(Beginning of Material for the task)
PR #352, opened 2022-10-17
Add colorama.just_fix_windows_console()

njsmith:
As discussed in https://github.com/tartley/colorama/pull/139

Re: the bugs you collected:

> * [Guard against multiple calls to init(). #236](https://github.com/tartley/colorama/pull/236)  Guard against multiple calls to init()
> * [Prevent user from wrapping already wrapped streams #201](https://github.com/tartley/colorama/pull/201) Prevent user from wrapping already-wrapped streams

`just_fix_windows_console()` is a no-op if run repeatedly, or if run after someone else has called `init`.

> * [Support possibility to wrap either stdout or stderr #257](https://github.com/tartley/colorama/pull/257) Support possibility to wrap either stdout or stderr (for binary stdout)

`just_fix_windows_console` only touches streams that are pointing to a Windows console. So I guess in theory it would still interfere with your random binary if you try dumping it on your terminal, but (a) no-one expects that to do anything useful, (b) it interprets the random binary the same way a Unix console would, and people seem to live with that. So I'm not worried about it.

I've tested this manually (running `demos/demo01.py`) on Linux/Win7/Win10.

The big remaining issue is that I'm not sure how to test this, because it touches global state, and `init` also touches global state, and I'm not sure how to make all the tests run in a single process.

### DIFF
--- a/README.rst
+++ b/README.rst
@@ -55,7 +55,8 @@ This has the upshot of providing a simple cross-platform API for printing
 colored terminal text from Python, and has the happy side-effect that existing
 applications or libraries which use ANSI sequences to produce colored output on
 Linux or Macs can now also work on Windows, simply by calling
-``colorama.init()``.
+``colorama.just_fix_windows_console()`` (since v0.4.6) or ``colorama.init()``
+(all versions, but may have other side-effects – see below).
 
 An alternative approach is to install ``ansi.sys`` on Windows machines, which
 provides the same behaviour for all applications running in terminals. Colorama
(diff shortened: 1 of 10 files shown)


njsmith:
> The big remaining issue is that I'm not sure how to test this, because it touches global state, and init also touches global state, and I'm not sure how to make all the tests run in a single process.

Never mind, fixed this.

tartley:
This looks amazing, works for me, thank you @njsmith !

LqdBcnAtWork:
I'm unsure what's up with 0.4.6, but `Cursor` appears to be broken on win10. Sort of.

`Cursor.UP` seems to do nothing.
`Cursor.POS` appears to work.

Also, is there a better way to get cursor position than `win32.GetConsoleScreenBufferInfo().dwCursorPosition`?

njsmith:
@LqdBcnAtWork [Microsoft says it should work](https://learn.microsoft.com/en-us/windows/console/console-virtual-terminal-sequences#cursor-positioning), and it seems to work for me:
image
Do you have a test case you can share?

LqdBcnAtWork:
I discovered _another_ quirk with `colorama.win32.GetConsoleScreenBufferInfo()`. While this is probably a bad place to write it, I'm unsure of where I should.

Anyway, in windows default command prompt, running `str(colorama.win32.GetConsoleScreenBufferInfo())` yields something like this: `'(9001,120,56,0,7,27,0,56,119,63,120)'`. Those first two numbers are the terminal height and width. However calling the same function in something like the fancy new Terminal app for win10, the result is _very_ different `'(52,209,51,0,7,0,0,51,208,52,209)'`. It gives the actual space for text, no matter how much you can scroll back by. Now this is an issue because the CMD reports the cursor position from it's zero, while the Terminal reports the cursor position within the screen, but both translate the ANSI calls to be relative to the screen.

So, in my case I have a function that'll print `n` lines, move back up, `n` lines, then save the cursor position for printing/reprinting a line. This is so I can specify the amount of lines I may or may not print (but not track) before scrolling would happen. That way I can return to a line and update it's contents without worrying about having to know _exactly_ how many lines have been printed. But due to inconsistent execution between dev and production I need to be able to handle things like the CMD and the Terminal.

Fortunately `colorama.win32.GetConsoleScreenBufferInfo().srWindow.Top` reports correctly for both, so I just get the `Y` value for the cursor, and subtract that `Top` value from it, and add 1. That way I always get an accurate value for the cursor's line.

Windows console, always causing issues because it's different.

tartley:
(End of Material for the task)
For this exercise, write out all of the data exactly.

• [Exercise response]
PR #352, opened 2022-10-17
Add colorama.just_fix_windows_console()

njsmith:
As discussed in https://github.com/tartley/colorama/pull/139

Re: the bugs you collected:

> * [Guard against multiple calls to init(). #236](https://github.com/tartley/colorama/pull/236)  Guard against multiple calls to init()
> * [Prevent user from wrapping already wrapped streams #201](https://github.com/tartley/colorama/pull/201) Prevent user from wrapping already-wrapped streams

`just_fix_windows_console()` is a no-op if run repeatedly, or if run after someone else has called `init`.

> * [Support possibility to wrap either stdout or stderr #257](https://github.com/tartley/colorama/pull/257) Support possibility to wrap either stdout or stderr (for binary stdout)

`just_fix_windows_console` only touches streams that are pointing to a Windows console. So I guess in theory it would still interfere with your random binary if you try dumping it on your terminal, but (a) no-one expects that to do anything useful, (b) it interprets the random binary the same way a Unix console would, and people seem to live with that. So I'm not worried about it.

I've tested this manually (running `demos/demo01.py`) on Linux/Win7/Win10.

The big remaining issue is that I'm not sure how to test this, because it touches global state, and `init` also touches global state, and I'm not sure how to make all the tests run in a single process.

### DIFF
--- a/README.rst
+++ b/README.rst
@@ -55,7 +55,8 @@ This has the upshot of providing a simple cross-platform API for printing
 colored terminal text from Python, and has the happy side-effect that existing
 applications or libraries which use ANSI sequences to produce colored output on
 Linux or Macs can now also work on Windows, simply by calling
-``colorama.init()``.
+``colorama.just_fix_windows_console()`` (since v0.4.6) or ``colorama.init()``
+(all versions, but may have other side-effects – see below).
 
 An alternative approach is to install ``ansi.sys`` on Windows machines, which
 provides the same behaviour for all applications running in terminals. Colorama
(diff shortened: 1 of 10 files shown)


njsmith:
> The big remaining issue is that I'm not sure how to test this, because it touches global state, and init also touches global state, and I'm not sure how to make all the tests run in a single process.

Never mind, fixed this.

tartley:
This looks amazing, works for me, thank you @njsmith !

LqdBcnAtWork:
I'm unsure what's up with 0.4.6, but `Cursor` appears to be broken on win10. Sort of.

`Cursor.UP` seems to do nothing.
`Cursor.POS` appears to work.

Also, is there a better way to get cursor position than `win32.GetConsoleScreenBufferInfo().dwCursorPosition`?

njsmith:
@LqdBcnAtWork [Microsoft says it should work](https://learn.microsoft.com/en-us/windows/console/console-virtual-terminal-sequences#cursor-positioning), and it seems to work for me:
image
Do you have a test case you can share?

LqdBcnAtWork:
I discovered _another_ quirk with `colorama.win32.GetConsoleScreenBufferInfo()`. While this is probably a bad place to write it, I'm unsure of where I should.

Anyway, in windows default command prompt, running `str(colorama.win32.GetConsoleScreenBufferInfo())` yields something like this: `'(9001,120,56,0,7,27,0,56,119,63,120)'`. Those first two numbers are the terminal height and width. However calling the same function in something like the fancy new Terminal app for win10, the result is _very_ different `'(52,209,51,0,7,0,0,51,208,52,209)'`. It gives the actual space for text, no matter how much you can scroll back by. Now this is an issue because the CMD reports the cursor position from it's zero, while the Terminal reports the cursor position within the screen, but both translate the ANSI calls to be relative to the screen.

So, in my case I have a function that'll print `n` lines, move back up, `n` lines, then save the cursor position for printing/reprinting a line. This is so I can specify the amount of lines I may or may not print (but not track) before scrolling would happen. That way I can return to a line and update it's contents without worrying about having to know _exactly_ how many lines have been printed. But due to inconsistent execution between dev and production I need to be able to handle things like the CMD and the Terminal.

Fortunately `colorama.win32.GetConsoleScreenBufferInfo().srWindow.Top` reports correctly for both, so I just get the `Y` value for the cursor, and subtract that `Top` value from it, and add 1. That way I always get an accurate value for the cursor's line.

Windows console, always causing issues because it's different.

tartley:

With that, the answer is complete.